Un travail de mémoire nécessaire et il faut du temps, le chemin est semé d’embûches car il touche à ce qu’il y a de plus intime à la personne, ce qui l’a constituée, avec des questions parfois à jamais sans réponse, ou alors des brides, recollées les unes aux autres. Tout est palpable comme dans les lieux qu’elle traverse, les objets, les odeurs, tout est prétexte à sa recherche, à son travail de deuil plus de 30 ans plus tard.

Tel Saturne dévorant son propre fils, tel le cancer dévorant son père, l’auteure se retrouvera pendant trois ans dévorée par une dépression profonde, enfermée dans un espace sans repères jusqu’à la délivrance par quelques images et la révélation paternelle qu’elle n’espérait plus.

Ce roman est d’une maîtrise totale que ce soit dans le thème traité, celui du deuil sans traces de l’absent que celles laissées ou tues par les autres, de la compréhension des origines familiales et du rôle joué dans sa propre vie, du fonctionnement de cette famille où il ne fait pas bon ne pas correspondre à la lignée décidée par les patriarches. L’écriture résonne de mélancolie, parfois de colère mais aussi de nostalgie, du temps qui passe, des présents qui disparaissent et des disparus qui laissent leurs empreintes, elle est d’une réelle beauté à la fois dans sa simplicité mais aussi dans sa force.

J’avais déjà entendu parlé de Sarah Chiche lors de la sortie Des enténébrés, son précédent roman, que je n’ai pas lu (mais que je vais me procurer dès aujourd’hui à la bibliothèque) mais ce roman très personnel, très introspectif m’a profondément touchée par ce qu’il soulève en nous de sentiments.

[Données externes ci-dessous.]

Issue #327, opened 2026-05-16
Security: Narrow Google Drive OAuth scope from drive.readonly to drive.file


chrisrogers37:
## Category
A1 — Broken Access Control (OWASP) / Principle of Least Privilege

## Finding
Google Drive OAuth requests `drive.readonly` scope, granting read access to **all files** in the user's Drive. Storydump only needs access to a single media source folder.

If an OAuth token is compromised, an attacker could read the user's entire Google Drive.

## Location
- `src/services/integrations/google_drive_oauth.py:42-45`

```python
REQUIRED_SCOPES = [
    "https://www.googleapis.com/auth/drive.readonly",
    "https://www.googleapis.com/auth/userinfo.email",
]
```

## Recommendation
Replace with `drive.file` scope if feasible (only accesses app-created files). If the user must pick an existing folder and `drive.file` is too restrictive, document the tradeoff and add audit logging of Drive API calls.

## Verification
- OAuth consent screen shows reduced permissions
- Media sync still works with narrower scope

chrisrogers37:
Superseded by the owner's 2026-09-05 ruling and #1246: the account-first flow (#1165 lean (b)) ships with our own folder browser over the same `drive.readonly` grant, not the Google Picker + `drive.file`. #1165 recorded why (c) was not chosen: the Picker grants per-file access and whether a picked FOLDER cascades to files added later — the whole product — was never established, while (b) needs no new scope. If the 100-user cap (#1119) ever forces a narrower scope, this is the place to revisit; until then the Picker is not on the path.

PR #1065, opened 2026-08-26
feat(drive): the connect leg — authorization URL, code exchange through the floor, and the first gdrive credential row (gdrive epic P3)

chrisrogers37:
P3 of the gdrive credential + connect flow epic (`shared/planning/active/2026-08-25-gdrive-credential-and-connect-flow-epic.md`, alex; all six forks locked). Builds the Drive OAuth leg in the target tier: the authorization URL, the code exchange through the egress floor, and the first non-`ig_login` credential row. Critical path for the operational-front-end goal — until this lands nothing can write a `gdrive` credential and every Drive sync terminates in `DriveCredentialDead`.

## What it does

- **`src/services/target/google_drive_oauth.py`** — a target-tier sibling of `google_oidc` (F2 (b)). It **cites** the legacy `src/services/integrations/google_drive_oauth.py` for its scope rationale (`drive.readonly`; `drive.file` and `drive.metadata.readonly` evaluated and rejected there; the Picker path is #327) and its offline-consent shape (`access_type=offline` + `prompt=consent`), and lifts nothing: the legacy module carries `telegram.Bot`, `TokenRepository`, `ChatSettingsRepository` and `BaseService`, and #982 already set reference-not-import for the sibling read leg. The exchange goes through `egress.request` (F3a (ii) — never `google-auth`) via `google_oidc.code_grant`, the one token-endpoint POST both Google legs share; each leg raises its own refusal from `(status, body)`.
- **`POST /api/v1/workspaces/{ws}/sources/{source_id}/connect`** at the admin floor (F1 (a): the OAuth leg on an API route; the executor stays P4's thin door). One `EXISTS` query (`connect_purpose`) decides `connect` for a never-credentialed source, `reconnect` after that, or 404 (never 403 — a source's existence is not disclosed across tenants); mints an `oauth_states` row pinning user, workspace and — in `reconnect_target` — the source; answers `{"authorization_url"}`.
- **`GET /auth/google-drive/callback`** — shares `_consume_callback` with sign-in: the pre-auth debit and the one-shot consume in the first transaction, where `consume_state` now takes `expected_provider` / `expected_purpose` and **refuses a state minted for another leg BY NAME** (a sign-in state replayed here, or a Drive state replayed into sign-in) — and burns it, because the refusal is caught inside the transaction. The exchange sits between the two transactions (the floor forbids a provider call inside an open one); the row is written inside a unit of work for the state's workspace as the state's user. Both callback paths and the config read live in a leaf `src/api/google_client.py`, so the two routers cannot disagree on a redirect URI (the Drive one is the legacy flow's, byte for byte).
- **The row:** `provider='gdrive'`, `media_source_id` set, `ig_account_id` NULL, `next_refresh_at` NULL (F3 (b): the `063` fence stays closed), `expires_at` = the access token's expiry, and **one encrypted payload carrying both tokens as a versioned envelope** — decoded to a frozen `DrivePayload`; the refresh token is what P5 mints from, the access token is what the read door hands back until then. `drive_credentials.token_for_source` unwraps it through the writer's own decoder and shares the tier's ONE ring door (`ig_login_oauth.ring`). A grant with no refresh token or a narrowed scope is refused rather than stored: `DriveOAuthRefused` is a `RefusalError` whose vocabulary is the key set of a TOTAL `REDIRECT_REASON` map, so the callback can never meet a reason it has no redirect for (`exchange_failed` / `grant_incomplete`). A reconnect replaces the row in place.
- **The error page learns which leg failed:** every Drive failure redirects with `flow=drive`. The page today is sign-in-shaped (title, CTAs); virgil's follow-up branches on it.
- **Built for P4 (F4 (a)):** `store_credential` runs on the caller's connection; the callback's transaction is the marked place the source re-arm lands.

## Not in this change
P4 executors + re-arm · P5 minting on the read path · P2 `probe` and P1 `063` prose (both merged, #1064) · the front-end button. On the button: the shipped `openOAuthWindow` calls a per-workspace `oauth-url/<provider>` route that never existed; a Drive credential is per-source, so the button should call this per-source route and navigate to `authorization_url` (virgil repoints it). Named skips from the `/simplify` pass, each a follow-up rather than a P3 change: an app-lifespan `httpx` client (cross-route; not real at one connect a week) · encrypting inside the unit of work (microseconds) · per-test `NullPool` engines (forced by `asyncio.run` per call — the house shape) · `issue_state` retiring on `(provider, reconnect_target)` regardless of purpose (a shared-module semantic change) · a CHECK making a target-less gdrive connect state unrepresentable (a migration) · the error page's Drive copy (virgil, with the button repoint).

## Evidence
**The build (63bd7da), watched RED before each fix:** the unit file failed on the missing module; the gate failed on exactly the raw envelope (`'{"v":1,…}' == 'ya29.access'`, twice) and the three 404s, while the cross-workspace binding, the expiry refusal and the state-row cases already passed on the shared machinery. Then GREEN on Postgres 15 as `svc_ingress` under RLS.

**CI on c8cc748 was red, and it was mine:** the gate pinned the grant's expiry to a fixed instant (`2026-08-25 21:00 UTC`) while the read door compares against the real clock, so three cases went `DriveCredentialDead` the moment the wall clock passed it (the 16:08 ET green run predates that). Not a sleep: `drive_grant()` is live against the real clock, and the expired case says so explicitly.

**The `/simplify` application (b5fd568) + the merge of `origin/main` at 79d2db7 (ffdc91a; main's delta since my base was `landing/` + CHANGELOG only, no `src/` or `tests/` file):**
- `ruff check .` and `ruff format . --check` clean, repo-wide (the two CI Lint steps).
- Units: `tests/src/api/` **101 passed**; the four-file P3 scope **86 passed** (the "147" in the draft's history was a different scope); the two conftest-touched directories together **399 passed** + one timing-only `PytestUnraisableExceptionWarning` ERROR that is **not attributable to this diff** — 0 sightings in 8 alternating A/B runs (baseline c8cc748 × 4, branch × 4), 0 under a `gc.collect()`-per-teardown + tracemalloc probe, both sightings under four-process host load; filed with the full measurement as #1072.
- Gates as `svc_ingress` under RLS on Postgres 15: **L6 21 passed · provisioning 27 passed · X.2 3 passed** (the neighbours whose helpers moved into the conftests) and the **Drive gate 10 passed** (re-run after the driver fix; 9 of the 10 passed on the full 61-test gate run beside it) — the row's three invariants asserted by NAME (provider, `media_source_id`, `ig_account_id` NULL — the copy-paste `ck_credentials_one_owner` cannot catch), `next_refresh_at` NULL, ciphertext free of both tokens, the read door answering, a reconnect replaced in place (same id), a cross-workspace write refused by the composite FK and a cross-workspace read refused by name, an expired access token refused until P5 mints, the state row pinning user/workspace/source, an unknown state refused by name, **a state for another provider or purpose refused by name AND burned** (the pinning case is the positive control; the first version of this test let the refusal unwind the unit of work, which rolls the CAS back and asserts the opposite — the gate caught it, 60/61, and the driver now consumes as the callback does), and the route pair through the real app with only the two provider exchanges stubbed — connect → state row → callback → row → replayed callback refused → reconnect state → same row id → another workspace's source 404; **a sign-in state refused at the Drive callback and then refused at the sign-in callback too, nonce cookie and all**; a declined consent writing nothing. Every Drive failure asserted with `flow=drive`.
- CI on fea7afa (run 32920862298): all eight checks green — Test 4m47s (the 3 formerly-red gate cases included), Lint, Changelog, Security Scan, GitGuardian, FC-2 ratchet, Vercel. storydump CI is Python-only (#1068); nothing under `landing/` changed here.

## Workflow
TDD (unit RED on the missing module; gate RED on the raw envelope and the 404s, watched before each fix). `/simplify` — four parallel lenses (reuse / simplification / efficiency / altitude) on the diff; twelve findings applied in b5fd568 in dependency order (a `RefusalError` subclass + total redirect map · `google_oidc.code_grant` · one ring door · the writer's `PROVIDER` and a truthful never-connected refusal · the typed envelope · the `google_client` leaf · the shared `_consume_callback` with `consume_state` expectations · one `EXISTS` query · `flow=drive` · docstrings stating each fact once, and naming the `reconnect_target` widening on `connect` · test helpers lifted into three conftests, credential rows read by name), six named skips above. A session restart sat between triage and application, deliberately: the applying pass got a fresh context. Path-weighing at the one juncture (per-source route vs the button's per-provider shape) with the four lenses.


chrisrogers37 (commented):
**Approve**

Reviewed `fea7afa`. This is the first non-`ig_login` credential the schema has ever held, so I read every file in the diff, not a sample, and ran the DB-backed gate myself rather than accept the reported green. Structuring this by the locks, then the four scrutiny points.

**The locks**

- **F2 (b) — cites, does not lift.** `google_drive_oauth.py`'s imports are stdlib, `sqlalchemy`, and three `src.services.target.*` modules. No `telegram`, no `TokenRepository`, no `ChatSettingsRepository`, no `BaseService`, and no import of the legacy module itself — only prose citations with line numbers. Confirmed by reading the import block directly, not the docstring's claim about it.
- **F3 (b) — the fence stays closed.** `store_credential`'s INSERT sets `next_refresh_at` to literal `NULL` in both the VALUES clause and the `ON CONFLICT ... DO UPDATE`. No path sets it to anything else.
- **F3a (ii) — hand-written, not `google-auth`.** `google_drive_oauth.exchange_code` calls `google_oidc.code_grant`, which I traced into its own diff: it's a plain `await egress.request(...)` POST with `grant_type=authorization_code`. Grepped the entire diff for `google-auth`/`google.oauth2`/`Credentials(` — zero hits anywhere in `src/`.
- **F1 (a) — OAuth leg on a route.** `POST /workspaces/{ws}/sources/{source_id}/connect` in `v1.py` is a resource route at the admin floor (`_admin` → `tenant_resolution.authorize_member(..., minimum_role="admin")` — a real check, not a rubber stamp). P4's executor is explicitly out of scope here and absent from the diff.

**1. The credential row.** `media_source_id` is bound; `ig_account_id` is never in the INSERT's column list at all, so it takes the column's NULL default — `num_nonnulls(ig_account_id, media_source_id) = 1` holds by construction, and the DB's own `ck_credentials_one_owner` would reject it otherwise regardless. Resolution: `connect_purpose` and `token_for_source` both take `(source_id, workspace_id)`, never a Drive file id — and the callback never even receives a source id from the request; it comes from `row["reconnect_target"]`, baked into the state row at connect time by a route that already scoped `source_id` against `workspace_id` in its own query. Ran the real gate: `test_store_writes_a_source_owned_gdrive_row_and_the_read_door_answers` reads the row back from Postgres and asserts all three fields by name, plus that neither raw token string appears in the stored ciphertext.

**2. State-token CSRF.** This is where I spent the most time, because the mechanism is subtle: `consume_state` does an atomic `UPDATE ... WHERE consumed_at IS NULL ... RETURNING`, THEN validates `expected_provider`/`expected_purpose`/workspace/nonce in memory, raising on mismatch. The load-bearing question is whether that raise unwinds the transaction (rolling back the consume) or lands inside it (committing the burn regardless). Traced `auth.py`'s `_consume_callback`: the `try/except OAuthStateRefused` is nested *inside* `async with engine.begin()`, so a caught refusal lets the block exit normally and commit — the UPDATE stands. Didn't stop at reading it: ran `test_a_state_for_another_leg_is_refused_by_name_and_burned` for real, which issues a state, gets it refused for wrong-purpose, then tries to consume the *same* state again and asserts `"already consumed"` — direct, empirical proof the burn survives the refusal. Then found `test_a_sign_in_state_cannot_be_replayed_into_the_drive_callback`, which does this at the **route** level through a real HTTP client: mints a sign-in state via `GET /auth/google`, presents it to `/auth/google-drive/callback` (refused), then presents the *same* state to the correct `/auth/google/callback` with the right nonce cookie — and that's refused too. One-shot means one-shot, verified end to end, not just in the library function.

**3. Tokens at rest.** `ig_login_oauth._ring` is renamed to the public `ring()` in this diff, and every existing caller (`store_credential`, `swap_credential`, `load_credential`) is updated — no dangling private reference left. Both tokens go into one JSON envelope (`encode_payload`) encrypted as a single blob through that same ring; the read door decrypts with the same `ring()` and unwraps through the *writer's own* `decode_payload`, so the two can't disagree on shape. Grepped the whole diff for any `logger.*` call referencing a token/grant/payload variable — none. The gate's own ciphertext assertion (`"ya29.access"`, `"1//refresh"`, `"refresh_token"` all absent from the stored column) is the strongest version of this check and it's real, not asserted.

**4. First-ever-write, verified by running, not by report.** Set up a worktree, ran `tests/scripts/test_gdrive_oauth_gate.py` against real Postgres myself: **10 passed**, matching astrid's report exactly — including the cross-workspace write refusal, the reconnect-replaces-in-place-same-id case, and the full route pair through the real app with only the two provider exchanges stubbed. This is the one thing no amount of reading substitutes for, and it's now independently confirmed rather than accepted.

Nothing outstanding. This is careful, well-tested work on the highest-stakes surface in the repo tonight.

Elle réussit à faire de son histoire personnelle, un roman d’une grande intensité et je vous avoue qu’une fois terminé, j’ai relu les premières pages pour reprendre, comme elle, l’origine du récit, la mort de ce père, qu’elle décrit en quelques pages avec une charge émotionnelle puissante, nous faisant témoin du drame de son existence.

Pour nous, le temps du deuil ne cesse jamais.(…) Nous n’aimons pas être consolés, séparés de la chose perdue. Nous vivons en permanence, dans et avec nos morts, dans le sombre rayonnement de nos mondes engloutis ; et c’est cela qui nous rend heureux. De Saturne, astre immobile, froid, très éloigné du Soleil, on dit que c’est la planète de l’automne et de la mélancolie. Mais Saturne est peut-être aussi l’autre nom du lieu de l’écriture – le seul lieu où je puisse habiter.  C’est seulement quand j’écris que rien ne fait obstacle à mes pas dans le silence de l’atone et que je peux tout à la fois perdre mon père, attendre, comme autrefois, qu’il revienne, et, enfin le rejoindre. Et je ne connais pas de joie plus forte. (p204)

Une très belle restitution, d’une rare intensité à la fois dans la simplicité apparente de la narration alors que tout est pesé,  par son humilité face à des événements qui ont influé consciemment ou inconsciemment sur sa vie, dont elle refusait jusqu’à ce jour d’Avril 2019, d’en voir toute la portée mais que sa formation de psychanalyste lui a sûrement servi pour mieux le comprendre. Un travail de mémoire, d’analyse dans une écriture sensible que ce soit pas le sujet mais également par la façon de nous la transmettre.

Pour la force de ce roman, pour son écriture, pour les thèmes abordés avec justesse c’est pour moi un coup de 🧡.